Q3:アルコールの取り過ぎはよくないと言われますが、どれ位が目安ですか?

A3:アルコール飲料はそれ自体に尿酸が含まれ、肝臓でプリン体の合成を促進させます。また、アルコールが体内で分解されアセトアルデヒドというものが作られますが、これが尿酸の排泄を妨げます。
さらに、利尿作用で脱水を起こしやすくなり、尿酸の腎臓からの排泄を抑制してしまいます。
これらのように飲酒は尿酸値が高い方にはおすすめできません。できるだけ少なくする努力をしましょう。

肥満

Q1:どうしたら痩せられますか?

A1:まずは自分の生活全般を見直してみてください。
いつも好きなものばかり食べていませんか?夜遅くに食べていませんか?
食事のかわりにお菓子やジュースをたくさん食べていませんか?
運動などはもってのほかですぐに自動車などを利用していませんか?
太るのは簡単なのですが、「減量」はとても難しいです。
しかし、もう一度生活習慣を見直して体をよく動かし、今の食事の量を減らし、栄養のバランスをとれば必ず減量できます。
しかし、お菓子やジュースなどを口にしたらなかなか痩せません。やはり「減量」には意思の強さも必要です。

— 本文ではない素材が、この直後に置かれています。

PR #163, opened 2020-02-18
Issue #153: Detect clock skew on user device.

### LINKED ISSUE #153: Detect clock skew on the users device
* [x] If the code is within say +10 time periods then there is definitely an issue with the client clock being set too far in the future, so hard error "You device clock is wrong"
* [x] if the code is within -10 in the past then it could be either a clock issue or they waited too long

Peterburnett:
Closes #153

### DIFF
--- a/factor/totp/classes/factor.php
+++ b/factor/totp/classes/factor.php
@@ -46,6 +46,13 @@ use tool_mfa\local\factor\object_factor_base;
 use OTPHP\TOTP;
 
 class factor extends object_factor_base {
+
+    const TOTP_OLD = 'old';
+    const TOTP_FUTURE = 'future';
+    const TOTP_USED = 'used';
+    const TOTP_VALID = 'valid';
+    const TOTP_INVALID = 'invalid';
+
     /**
      * Generates TOTP URI for given secret key.
      * Uses site name, domain and user name to make GA account look like:
@@ -184,22 +191,70 @@ class factor extends object_factor_base {
     public function login_form_validation($data) {
         $factors = $this->get_active_user_factors();
         $result = array('verificationcode' => get_string('error:wrongverification', 'factor_totp'));
+        $windowconfig = get_config('factor_totp', 'window');
 
         foreach ($factors as $factor) {
             $totp = TOTP::create($factor->secret);
+            // Convert seconds to windows.
+            $window = (int) floor($windowconfig / $totp->getPeriod());
+            $factorresult = $this->validate_code($data['verificationcode'], $window, $totp, $factor);
+            $time = userdate(time(), get_string('systimeformat', 'factor_totp'));
 
-            // First check if this code matches the last verified timestamp.
-            $lastverified = $this->get_lastverified($factor->id);
-            if ($totp->verify($data['verificationcode'], $lastverified, 1)) {
-                return array('verificationcode' => get_string('error:codealreadyused', 'factor_totp'));
-            }
+            switch ($factorresult) {
+                case self::TOTP_USED:
+                    return array('verificationcode' => get_string('error:codealreadyused', 'factor_totp'));
 
-            if ($totp->verify($data['verificationcode'], time(), 1)) {
-                $result = array();
-                $this->update_lastverified($factor->id);
+                case self::TOTP_OLD:
+                    return array('verificationcode' => get_string('error:oldcode', 'factor_totp', $time));
+
+                case self::TOTP_FUTURE:
+                    return array('verificationcode' => get_string('error:futurecode', 'factor_totp', $time));
+
+                case self::TOTP_VALID:
+                    $this->update_lastverified($factor->id);
+                    return array();
+
+                default:
+                    continue(2);
             }
         }
         return $result;
+    }
+
+    /**
+     * Checks the code for reuse, clock skew, and validity.
+     *
+     * @param string $code the code to check.
+     * @param int $window the window to check validity for.
+     * @param TOTP $totp the totp object to check against.
+     * @param stdClass $factor the factor with information required.
+     *
+     * @return const constant with verification state.
+     */
+    public function validate_code($code, $window, $totp, $factor) {
+        // First check if this code matches the last verified timestamp.
+        $lastverified = $this->get_lastverified($factor->id);
+        if ($totp->verify($code, $lastverified, $window)) {
+            return self::TOTP_USED;
+        }
+
+        // The window in which to check for clock skew, 5 increments past valid window.
+        $skewwindow = $window + 5;
+        $pasttimestamp = time() - ($skewwindow * $totp->getPeriod());
+        $futuretimestamp = time() + ($skewwindow * $totp->getPeriod());
+
+        if ($totp->verify($code, time(), $window)) {
+            return self::TOTP_VALID;
+        } else if ($totp->verify($code, $pasttimestamp, $skewwindow)) {
+            // Check for clock skew in the past 10 periods.
+            return self::TOTP_OLD;
+        } else if ($totp->verify($code, $futuretimestamp, $skewwindow)) {
+            // Check for clock skew in the future 10 periods.
+            return self::TOTP_FUTURE;
+        } else {
+            // In all other cases, code is invalid.
+            return self::TOTP_INVALID;
+        }
     }
 
     /**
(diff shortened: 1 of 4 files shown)


factor/totp/lang/en/factor_totp.php
```diff
@@ -38,6 +40,8 @@
 $string['privacy:metadata'] = 'The TOTP Factor plugin does not store any personal data';
 $string['settings:secretlength'] = 'TOTP secret key length';
 $string['settings:secretlength_help'] = 'Generated TOTP secret key string length';
+$string['settings:window'] = 'TOTP verification window';
```
brendanheywood: can you tweak this to make it clear 1 window = 30 seconds

or maybe even change the drop down so it say 30 sec, 1 min, 2 min, 3 mins, 4 min, 5 min

factor/totp/lang/en/factor_totp.php
```diff
@@ -30,6 +30,8 @@
 $string['devicename_help'] = 'This is the device you have an authenticator app installed on. You can setup multiple devices so this label helps track which ones are being used. You should setup each device with their own unique code so they can be revoked separately.';
 $string['error:wrongverification'] = 'Incorrect verification code';
 $string['error:codealreadyused'] = 'This code has already been used to authenticate. Please wait for a new code to be generated, and try again.';
+$string['error:oldcode'] = 'This code appears to be old. It may be out of date, or your authenticator device time may be out of sync. Please verify device time on your authenticator device, and try again.';
```
brendanheywood: I think to make things easier to debug can you echo the current server time + time zone in both of these

factor/totp/classes/factor.php
```diff
@@ -184,19 +184,29 @@ public function login_form_definition($mform) {
     public function login_form_validation($data) {
         $factors = $this->get_active_user_factors();
         $result = array('verificationcode' => get_string('error:wrongverification', 'factor_totp'));
+        $window = get_config('factor_totp', 'window');
```
brendanheywood: I've just realized if you set the window to say 4, then we need to test back 4 windows in time when checking the code reuse in the other pr

Peterburnett: I updated it to use the window in code as well

Peterburnett: Im not convinced that is exactly the correct behaviour. If checking the previous timestamp, with the window, all codes in the window are treated as already used. If using a window of one, we risk missing the actual code that was used.

factor/totp/lang/en/factor_totp.php
```diff
@@ -38,6 +42,8 @@
 $string['privacy:metadata'] = 'The TOTP Factor plugin does not store any personal data';
 $string['settings:secretlength'] = 'TOTP secret key length';
 $string['settings:secretlength_help'] = 'Generated TOTP secret key string length';
+$string['settings:window'] = 'TOTP verification window';
+$string['settings:window_help'] = 'The window of time codes are allowed to be verified, forwards and backwards.';
```
brendanheywood: admin_setting_configduration allows anything, so I think just add some words here that the window will be rounded to the nearest 30 seconds

factor/totp/classes/factor.php
```diff
@@ -184,19 +184,31 @@ public function login_form_definition($mform) {
...
-            if ($totp->verify($data['verificationcode'], $lastverified, 1)) {
+            if ($totp->verify($data['verificationcode'], $lastverified, $window)) {
                 return array('verificationcode' => get_string('error:codealreadyused', 'factor_totp'));
             }
 
-            if ($totp->verify($data['verificationcode'], time(), 1)) {
-                $result = array();
+            $pasttimestamp = time() - (5 * $totp->getPeriod());
+            $futuretimestamp = time() + (5 * $totp->getPeriod());
+            $time = userdate(time()) . ' ' . usertimezone();
```
brendanheywood: timezone should be in the format eg strftime('%F %T %Z'); and throw that into a new lang string like

langconfig.php:46:$string['strftimedaydate'] = '%A, %d %B %Y';

brendanheywood: note we can tune the string so it is just focused on the time and timezone, we don't care about the date really

factor/totp/classes/factor.php
```diff
@@ -184,19 +184,31 @@ public function login_form_definition($mform) {
...
             // First check if this code matches the last verified timestamp.
             $lastverified = $this->get_lastverified($factor->id);
-            if ($totp->verify($data['verificationcode'], $lastverified, 1)) {
+            if ($totp->verify($data['verificationcode'], $lastverified, $window)) {
                 return array('verificationcode' => get_string('error:codealreadyused', 'factor_totp'));
             }
 
-            if ($totp->verify($data['verificationcode'], time(), 1)) {
-                $result = array();
+            $pasttimestamp = time() - (5 * $totp->getPeriod());
```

Q2:摂取エネルギーを減らすためには食事でどんな工夫をしたらよいですか?

A2:まずは減量といっても基本は栄養のバランスはしっかりとることが大切です。五大栄養素、糖質、脂質、たんぱく質、ビタミン、ミネラル、その他に食物繊維がきちんと取れているか確認して下さい。減量しなくてはいけないので油は一切無しや、肉や卵など一切無しで豆腐だけなど、極端なことはしないようにしましょう。
エネルギーを減らす調理の工夫をまとめてみました。

  1. 低エネルギー食品は必ず取り入れる。きのこ、海藻類、こんにゃくなど
  2. 同じ食品でもエネルギーの低い食品や部位を選ぶ。
  3. 糖質や脂質を多く含む食品は避ける。(特に砂糖は極力使用しないように)
  4. 調理方法を考える。加熱調理のうちゆでる、蒸す、焼く、電子レンジでの調理はあまりエネルギーを高めません。逆に炒める、揚げる、などはカロリーを上げてしまいます。
  5. 砂糖を使用する味付けは注意。(すき焼き、煮魚、佃煮、おすし)
Q3:糖質抜きや油抜きダイエットなどありますが、大丈夫ですか?

A3:ダイエットと言って、極端な食事制限は絶対にやめましょう。糖質抜きや油抜きダイエットといっても綺麗には決してやせられません。
体内の代謝はいろいろな栄養素がきちんとあって初めて円滑に行われます。
極端なダイエットをしていると、やせるどころか、微量栄養素などが欠乏し大変なことになります。
綺麗に痩せるためにはまず栄養バランスをとり、余分なものを食べないことです。